Когда дело было сделано, они плотно притоптали сырую землю и подвинули на это место бочонок с огурцами. Отряхнув руки, горничные выбрались наружу и, как ни в чём не бывало, пошли спать.
Марьянка очнулась от резкого толчка в бок. Прямо в печёнку ей уперлась гнилая доска, и мусор, что был наверху, с шумом и пылью скатился ведьме на голову. Она закашлялась, но «проглотила язык», когда вдруг услышала звонкий детский плач. Прямо перед ней в просвете между гнилыми досками рухнувшего когда-то пола, стояла молодая мама, лет восемнадцати, не больше, держа в руках запелёнатого младенца. Тряпки на нём раскрылись, и крохотные ручонки потянулись к лицу женщины, засеменили в воздухе розовые пяточки. У Марьяны аж дух перехватило, а из глаз градом хлынули слёзы.
Ведьма с трудом выбралась из развалин дома. Светало. Счастливая мать с малышкой на руках, неслышно ступая, уходили прочь – на рассвет, по траве, покрытой хрустким серебристым инеем…
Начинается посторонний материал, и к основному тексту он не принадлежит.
PR #12540, opened 2026-07-25
[MNG-8507] Reduce allocation pressure in model building pipeline

gnodet:
## Summary

Reduces allocation pressure in the Maven 4 model building pipeline to improve performance toward parity with Maven 3 for `mvn <goal> -o` on large reactors (e.g. Apache Camel, 676 modules).

Profiled with JFR `jdk.ObjectAllocationInNewTLAB` events on Apache Camel. Overall allocation reduction: **~49%** (from ~4,000 MB to ~2,054 MB).

### Commit 1: Core allocation reductions (`60fec5f`)
- **`transformer.vm`** — short-circuit `transform(String)`: return strings without `$` immediately (skips ~90% of strings)
- **`model.vm`** — optimize `computeLocations()` to avoid `Entry.copyOf()` when locations are empty
- **`model.vm`** — skip `ImmutableCollections.copy()` in constructors when the builder's collection is already the base value
- **`ImmutableCollections`** — recognize JDK unmodifiable maps/lists to avoid redundant wrapping
- **`DefaultModelNormalizer`** — replace unconditional `builder.build()` with identity checks
- **`DefaultProfileInjector`** — replace unconditional `builder.build()` with identity checks
- **`DefaultModelBuilder`** — pre-size `ArrayList`, reuse `HashMap` across phases, avoid redundant `getLifecycleBindings` calls
- **`DefaultPluginConfigurationExpander`** — add early-exit when no plugin executions exist

### Commit 2: Additional hotspots (`b10d68d`)
- **`DefaultModelValidator`** — hoist scope computation (stream pipeline + array allocation) before the dependency loop
- **`InternalSession.from()`** — add `instanceof` fast-path before string concatenation in error message
- **`DefaultInterpolator`** — share `HashSet` for cycle detection across all strings in a model (avoids ~550 allocations per module)
- **`DefaultInterpolator.unescape()`** — return input when no `$$` escapes found (avoids StringBuilder allocation)
- **`ReflectionValueExtractor`** — pre-compute method name in `ClassMap` constructor instead of per-lookup `StringBuffer`
- **`DefaultProjectBuilder`** — use per-module `rootLocator.findRoot()` (hoisting was incorrect due to per-module `root="true"` support)

### Commit 3: MavenProject.hashCode() (`26b636f`)
- Replace `Objects.hash(getGroupId(), getArtifactId(), getVersion())` with inlined hash computation to avoid varargs `Object[]` allocation on every call

### Commit 4: Settings decryption fix (`094f0b5`)
- Move `indexOf('$')` fast-path from shared `transformer.vm` template into `DefaultModelInterpolator` as anonymous subclass override
- `transformer.vm` generates transformers for both interpolation AND settings decryption — the fast-path was skipping the decrypt function for encrypted passwords like `{BteqUEnqHecHM7MZfnj9FwLcYbdInWxou1C929Txa0A=}` since they don't contain `$`

### Commit 5: Root directory fix (`4a51d64`)
- Revert `rootLocator.findRoot()` hoisting — sub-modules can declare `root="true"` in their POM, so `findRoot()` must be called per-module

## JFR Allocation Progression

| Stage | Total Allocations | Reduction |
|-------|------------------|-----------|
| Baseline (maven-4.0.x) | ~4,000 MB | — |
| After commit 1 | ~2,646 MB | 34% |
| After commit 2 | ~2,054 MB | 49% |

## Test plan

- [x] `mvn verify` passes locally
- [x] `MavenITmng8379SettingsDecryptTest` passes (settings decryption not broken)
- [x] `MavenITmng7038RootdirTest` passes (per-module root directories work correctly)
- [x] CI: full-build matrix (ubuntu/macos/windows × JDK 17/21/25) ✅
- [x] CI: integration-tests matrix
- [x] JFR allocation profiling before/after on Apache Camel (676 modules)

### DIFF
--- a/impl/maven-core/src/main/java/org/apache/maven/internal/aether/TypeRegistryAdapter.java
+++ b/impl/maven-core/src/main/java/org/apache/maven/internal/aether/TypeRegistryAdapter.java
@@ -18,6 +18,9 @@
  */
 package org.apache.maven.internal.aether;
 
+import java.util.concurrent.ConcurrentHashMap;
+import java.util.concurrent.ConcurrentMap;
+
 import org.apache.maven.api.PathType;
 import org.apache.maven.api.Type;
 import org.apache.maven.api.services.TypeRegistry;
@@ -27,8 +30,14 @@ import org.eclipse.aether.artifact.ArtifactTypeRegistry;
 
 import static java.util.Objects.requireNonNull;
 
+/**
+ * Adapter between Maven {@link TypeRegistry} and Resolver {@link ArtifactTypeRegistry}.
+ * <p>
+ * Results are cached per typeId since type definitions are immutable during a build.
+ */
 class TypeRegistryAdapter implements ArtifactTypeRegistry {
     private final TypeRegistry typeRegistry;
+    private final ConcurrentMap<String, ArtifactType> cache = new ConcurrentHashMap<>();
 
     TypeRegistryAdapter(TypeRegistry typeRegistry) {
         this.typeRegistry = requireNonNull(typeRegistry, "typeRegistry");
@@ -36,6 +45,10 @@ class TypeRegistryAdapter implements ArtifactTypeRegistry {
 
     @Override
     public ArtifactType get(String typeId) {
+        return cache.computeIfAbsent(typeId, this::doGet);
+    }
+
+    private ArtifactType doGet(String typeId) {
         Type type = typeRegistry.require(typeId);
         if (type instanceof ArtifactType artifactType) {
             return artifactType;
--- a/impl/maven-core/src/main/java/org/apache/maven/project/DefaultProjectBuilder.java
+++ b/impl/maven-core/src/main/java/org/apache/maven/project/DefaultProjectBuilder.java
@@ -555,13 +555,15 @@ public class DefaultProjectBuilder implements ProjectBuilder {
 
             List<ProjectBuildingResult> results = new ArrayList<>();
             List<ModelBuilderResult> allModels = results(result).toList();
+            // All modules in the reactor share the same root directory —
+            // compute it once from the top-level pom instead of re-parsing
+            // pom.xml at every directory level for each of the N modules.
+            Path rootDirectory = rootLocator.findRoot(pomFile.getParentFile().toPath());
             for (ModelBuilderResult r : allModels) {
                 if (r.getEffectiveModel() != null) {
                     File pom = r.getSource().getPath().toFile();
                     MavenProject project =
                             projectIndex.get(r.getEffectiveModel().getId());
-                    Path rootDirectory =
-                            rootLocator.findRoot(pom.getParentFile().toPath());
                     project.setRootDirectory(rootDirectory);
                     project.setFile(pom);
                     project.setExecutionRoot(pom.equals(pomFile));
--- a/impl/maven-core/src/main/java/org/apache/maven/project/DefaultProjectBuilder.java
+++ b/impl/maven-core/src/main/java/org/apache/maven/project/DefaultProjectBuilder.java
@@ -555,16 +555,13 @@ public class DefaultProjectBuilder implements ProjectBuilder {
 
             List<ProjectBuildingResult> results = new ArrayList<>();
             List<ModelBuilderResult> allModels = results(result).toList();
-            // All modules in the reactor share the same root directory —
-            // compute it once from the top-level pom instead of re-parsing
-            // pom.xml at every directory level for each of the N modules.
-            Path rootDirectory = rootLocator.findRoot(pomFile.getParentFile().toPath());
             for (ModelBuilderResult r : allModels) {
                 if (r.getEffectiveModel() != null) {
                     File pom = r.getSource().getPath().toFile();
                     MavenProject project =
                             projectIndex.get(r.getEffectiveModel().getId());
-                    project.setRootDirectory(rootDirectory);
+                    project.setRootDirectory(
+                            rootLocator.findRoot(pom.getParentFile().toPath()));
                     project.setFile(pom);
                     project.setExecutionRoot(pom.equals(pomFile));
                     initProject(project, r);
--- a/impl/maven-core/src/main/java/org/apache/maven/project/MavenProject.java
+++ b/impl/maven-core/src/main/java/org/apache/maven/project/MavenProject.java
@@ -1217,7 +1217,11 @@ public class MavenProject implements Cloneable {
 
     @Override
     public int hashCode() {
-        return Objects.hash(getGroupId(), getArtifactId(), getVersion());
+        // Inlined hash avoids Object[] varargs allocation from Objects.hash()
+        int result = 31 + Objects.hashCode(getGroupId());
+        result = 31 * result + Objects.hashCode(getArtifactId());
+        result = 31 * result + Objects.hashCode(getVersion());
+        return result;
     }
 
     public List<Extension> getBuildExtensions() {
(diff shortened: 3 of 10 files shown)


gnodet (commented):
Solid performance optimization — the benchmark results (28% less GC pause time, 7.6% fewer GC events) demonstrate meaningful improvement. The shared-builder pattern is well-designed. A few observations on behavioral changes embedded in the refactoring:

1. **Report plugin expansion bug fix**: In `DefaultPluginConfigurationExpander`, the old code called `expandReport(reporting.getPlugins())` but discarded the return value — report plugin configuration-to-report-set merging was silently broken. The new code correctly captures and applies the expanded report plugins. This is a genuine bug fix worth calling out explicitly in the PR description so testers are aware of the changed behavior.

2. **MojoExtension test model alignment**: In `MojoExtension.beforeEach`, the code changed from aligning `tmodel` (raw parsed POM) to aligning `model` (merged with defaults). When `tmodel == null`, the old code stored null; the new code stores the aligned default model. Both changes look like intentional improvements, but the behavioral delta may affect test expectations.

3. **SPI interface changes**: Seven SPI interfaces (`ProfileInjector`, `InheritanceAssembler`, etc.) changed from returning `Model` to accepting `Model.Builder` and returning `void`. This is source/binary-incompatible for any third-party implementations, though acceptable since Maven 4 is pre-release and these are all `@since 4.0.0`.

Minor notes:
- The `resolverVersion` bump from `2.0.21-SNAPSHOT` to `2.0.21` in `pom.xml` is unrelated to the optimization work.
- The `ImmutableCollections` JDK-internal class name detection is fail-safe (falls through to defensive copy), which is good.

src/mdo/java/ImmutableCollections.java
```diff
@@ -120,6 +120,12 @@ static <K, V> Map<K, V> copy(Map<K, V> map) {
                     Map.Entry<K, V> entry = map.entrySet().iterator().next();
                     return singletonMap(entry.getKey(), entry.getValue());
                 default:
+                    // Check if this is already an immutable JDK map (from Map.of(), Map.copyOf(), etc.)
+                    // Those throw UnsupportedOperationException on put() and don't need copying
+                    String className = map.getClass().getName();
+                    if (className.startsWith("java.util.ImmutableCollections$")) {
```
elharo: Is this guaranteed by the JDK or could the actual class names used here change in the future?

Is there any other way we could test this? Maybe `addAll(Collections.emptyList())` and see if it throws or not.

elharo (commented):
This is imnportant; ask me about handshoe sometime

src/mdo/java/ImmutableCollections.java
gnodet: Good catch — the JDK internal class names are indeed not guaranteed and could change between versions. Rather than switching to a mutation-based test (try/catch on `put()` has its own downsides: performance overhead on the hot path, reliance on exception semantics), I've simply removed the check entirely. In practice, JDK `Map.of()`/`Map.copyOf()` maps rarely appear in the model builder — most maps are either our own `AbstractImmutableMap` (already short-circuited) or `HashMap` from merging. The wrapping cost for the occasional JDK immutable map is a single array copy of the entries, which is negligible.

impl/maven-impl/src/main/java/org/apache/maven/impl/model/DefaultModelBuilder.java
```diff
@@ -829,6 +834,14 @@ private void buildBuildPom() throws ModelBuilderException {
                 }
             }
 
+            long t2 = System.nanoTime();
+            logger.info(
```
gnodet: Suggestion: this timing log uses `INFO` level, but all other timing/diagnostic logging in this class uses `DEBUG`. Consider changing to `logger.debug(...)` to keep production build output clean — unless you specifically want this visible for users.

```suggestion
            logger.debug(
```

gnodet (commented):
**Re-review after new commits (83a37f7, 7adf18c, 2f1c0a5)**

Looks great — the new commits cleanly address elharo's feedback (fragile JDK class name check removed) and the merger template false-positive fix (`Objects.equals` instead of reference check for String fields) is an important correctness improvement.

Two minor observations:

1. **Timing log level** (`DefaultModelBuilder.java:838`): The `[TIMING]` log uses `INFO` level, which means every Maven 4 reactor build prints internal timing info. All other timing/diagnostic logging in `DefaultModelBuilder` uses `DEBUG` — consider aligning this one too, unless you want it visible in production builds.

2. **Minor cache note** (`DefaultProfileInjector.java:155`): `doInjectSingleProfile` always returns `true` for non-null profiles, so the cache never short-circuits single-profile no-op injections. Not a correctness issue — just a minor missed optimization opportunity.

Overall this is a well-executed performance optimization with solid benchmark results.

gnodet (commented):
**Re-review after commit 357cf692 ("Short-circuit interpolation for strings without variable references")**

Clean optimization — skipping the full `substVars` pipeline (HashSet allocation, delimiter scanning, unescape processing) for strings without `$` is sound. The `null` guard is consistent with existing behavior, and the `$` check correctly covers both `${...}` placeholders and `$__` escape markers.

Looks good. 👍

elharo (changes requested):
test failing: 

[INFO] Tests run: 1, Failures: 0, Errors: 0, Skipped: 0, Time elapsed: 0.952 s -- in org.apache.maven.it.MavenIT0008SimplePluginTest
[INFO] 
[INFO] Results:
[INFO] 
[ERROR] Failures: 
[ERROR]   MavenITmng7038RootdirTest.testRootdir:69 project.rootDirectory ==> expected: </Users/runner/work/maven/maven/its/core-it-suite/target/test-classes/mng-7038-rootdir/module-a> but was: </Users/runner/work/maven/maven/its/core-it-suite/target/test-classes/mng-7038-rootdir>

gnodet (commented):
**Re-review after 4 new commits + elharo's CHANGES_REQUESTED**

### 🔴 Confirmed regression: rootDirectory hoisting

The `rootLocator.findRoot()` call was hoisted out of the per-module loop in `DefaultProjectBuilder.java` (~line 560), but the assumption that all reactor modules share the same root directory is incorrect. Maven 4 allows sub-modules to declare `root="true"` in their POM (e.g., `mng-7038-rootdir/module-a/pom.xml`), making `findRoot()` return different results per module.

Computing root once from the top-level POM overrides per-module roots, causing `MavenITmng7038RootdirTest.testRootdir` to fail on all 9 CI matrix combinations:
```
expected: <.../module-a> but was: <.../mng-7038-rootdir>
```

**Fix:** Revert this single hoisting — keep `rootLocator.findRoot(pom.getParentFile().toPath())` inside the loop.

### ✅ Other optimizations look good

- **Settings decryption fix** (094f0b54): Correct — moves the `indexOf('$') < 0` fast-path to the model interpolator, preserving `{...}` decryption in settings.
- **hashCode varargs avoidance** (26b636f6): Textbook-correct manual hash computation matching `Objects.hash()` semantics.
- **Scope validation pre-computation**, **HashSet reuse**, **ConcurrentHashMap cache**, and other micro-optimizations are all safe and well-crafted.

gnodet:
Good catch on the `rootLocator.findRoot()` hoisting — `module-a` declares `root="true"`, so each module can have a different root directory. Reverted in 4a51d64dde.

Both `MavenITmng7038RootdirTest` and `MavenITmng8379SettingsDecryptTest` pass locally with the fix.

gnodet (commented):
**Re-review: rootLocator regression fixed** ✅

Commit `4a51d64d` correctly reverts the `rootLocator.findRoot()` hoisting — it's back inside the per-module loop, computed from each module's `pom.getParentFile().toPath()`. This resolves the `MavenITmng7038RootdirTest` failure.

All other optimizations in this PR remain sound. Looks good to merge once CI confirms.

elharo (approved):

Марьяна посидела с минутку и побрела по тропинке, ведущей в Ольгинку. Проходя мимо выпаса, она увидела пастуха Трофимыча.
– Марьяна! Кого только не увидишь на рассвете. Причём в самых неожиданных местах.
– Привет, дед Борис. И не говори. Где только чёрт не носит…
– Опять спасала кого-то? Добрая душа…
– Видел?
– Видел, видел… полна земля русская не упокоенных болящих душ. С раной на всё большое сердце.
– Устала, как собака. Дай хоть закурить, – попросила она, опёршись спиной на забор, у которого с трубкой стоял пастух Трофимыч.
– Не побрезгуешь?
– Не побрезгую, – коротко улыбнулась она.
Борис Трофимыч обтёр чёрную блестящую трубку о внутреннюю сторону рубахи и подал Марьяне. Марьяна взяла её в рот и ощутила горьковатый вкус стариковского табака. Затянулась и сразу закашлялась.
– Ох-х. Знал же, что так будет. Не курила никогда: так и начинать не стоит, – запричитал Трофимыч, отбирая у Марьяны трубку.
Марьяна присела на корточки без сил. Так и сидела ещё с полчаса. Молча. Молчал и Трофимыч. Только снял с себя целлофановый плащ и накинул на Марьяну сверху: вставало солнце, и в морозном воздухе появилась влажная испарина.